Here is an example of a use case that deceives my code. First, a simple fruit basket:
<document diff="=" revision="1"> <text diff="=" revision="1">Apples</text> <text diff="=" revision="1">Oranges</text> <text diff="=" revision="1">Apples</text> <text diff="=" revision="1">Cherries</text> <text diff="=" revision="1">Apples</text> </document>
Now change the second Apples element:
<document> <text>Apples</text> <text>Oranges</text> <text>Bananas</text> <--- I've only changed this <text>Cherries</text> <text>Apples</text> <text>Grapes</text> </document>
The result, incorrectly, will look like this:
<document diff="*" revision="2"> <text diff="=" revision="1">Apples</text> <text diff="=" revision="1">Oranges</text> <text diff="+" revision="2">Bananas</text> <--- Addition, okay <text diff="+" revision="2">Cherries</text> <--- Incorrectly added <text diff="=" revision="1">Apples</text> <--- Incorrectly matches the next occurrence <text diff="-" revision="2">Cherries</text> <--- Incorrectly removed <text diff="-" revision="2">Apples</text> <--- Incorrectly removed <text diff="=" revision="1">Grapes</text> <--- Back on track, after the next occurrence of the changed element </document>
True, I could probably mitigate this problem, but realize some form of search, but I could not say how far to look into the future, and therefore it sounds like a very dirty job, not a true solution.
... therefore, in conclusion, I desperately need an xml diff tool that allows me to analyze the contents of the data and create this very specific result.

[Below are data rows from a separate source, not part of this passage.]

PR #1891, opened 2024-10-18
feat(kotlin): Add unsigned array support and tests for arrays and strings

wywen:
## What does this PR do?

This PR adds tests for serializing/deserializing:
- Strings (same as Java)
- Primitive arrays in Kotlin (same as Java)
- Array<T> in kotlin (same as Java)
- Unsigned arrays in kotlin - `UByteArray`, `UIntArray`, `UShortArray`, `ULongArray`

Unsigned arrays in kotlin are currently marked experimental, and are subject to API changes (hence the annotations needed to suppress those warnings).

These types are implemented as a view over the signed arrays e.g. UByteArray is a view over ByteArray with contents reinterpreted as UByte, so serializers. The current implementation delegate to existing serializers for corresponding signed types.

The xlang type id is set to LIST for unsigned types.

## Related issues

#683

Yes. Unsigned primitives no longer need to be registered for `fury-kotlin`.

## Benchmark
N/A

### DIFF
--- a/kotlin/src/main/kotlin/org/apache/fury/serializer/kotlin/UnsignedArraySerializers.kt
+++ b/kotlin/src/main/kotlin/org/apache/fury/serializer/kotlin/UnsignedArraySerializers.kt
@@ -32,6 +32,11 @@ abstract class AbstractDelegatingArraySerializer<T, T_Delegate>(
     private val delegateClass: Class<T_Delegate>
 ) : Serializer<T> (fury, cls) {
 
+    // Lazily initialize the delegatingSerializer here to avoid lookup cost.
+    private val delegatingSerializer by lazy {
+        fury.classResolver.getSerializer(delegateClass)
+    }
+
     abstract fun toDelegateClass(value: T): T_Delegate
 
     abstract fun fromDelegateClass(value: T_Delegate): T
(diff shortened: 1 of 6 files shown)


kotlin/src/main/kotlin/org/apache/fury/serializer/kotlin/UnsignedArraySerializers.kt
```diff
@@ -0,0 +1,109 @@
...
+    override fun xwrite(buffer: MemoryBuffer, value: T) {
+        write(buffer, value)
+    }
+
+    override fun xread(buffer: MemoryBuffer): T {
+        return read(buffer)
+    }
+
+    override fun write(buffer: MemoryBuffer, value: T) {
+        val delegatingSerializer = fury.classResolver.getSerializer(delegateClass)
```
chaokunyang, line 52: Could we make this as a field of the DelegatingArraySerializer to reduce lookup cost?

chaokunyang: All those unsiged array type are final I guess

chaokunyang (approved):

kotlin/src/main/kotlin/org/apache/fury/serializer/kotlin/UnsignedArraySerializers.kt
chaokunyang: The lazy can be removed too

Either this, or any advice on how I could avoid this particular error.
If you have any suggestions or questions for development, I really want to hear from you.
This is a reiteration of the previous question . Unfortunately, I cannot offer any awards to advertise it, but hopefully my new explanation here will be better.
What is it for, here is my algorithm, which does not seem to be listed on the DiffAlgorithm page that @LarsH is linked to
Compare the two lists: name them lL and lR for the left and right side. Create two “primary” pointers iL and iR and set them in the first elements of each list. For the loop, use these basic pointers to set the primary elements eL and eR, so eL = lL (iL) and eR = lR (iR). Compare eL and eR. If eL corresponds to eR, we can copy eL into the result as a match and advance both main pointers to one slot. If eL and eR do not match, create a secondary pointer (iR2), initialize its slot after iR (iR2 = iR + 1) and scan the rest of lR (setting eR2 = lR (iR2) when we go). If eL does not match in the rest of lR, eL must be deleted, and we can add eL to the result as deleting and advancing only the main pointer iL (so the following comparison compares the next eL with the same eR). If eL is found to match eR2 (at position iR2> iR), then all elements in the range [iR, iR2 [should be added. Then we can add each element in the lR range to the result as a complement, and set iR = iR2. We can also add the eL element to the result as a match (because it was matched on eR2), and finally repeat the comparison with the new main position indicator. Do it all, iterate over the shorter of the two lists; then add the remainder of lL as deletions or add the remainder of lR as additions.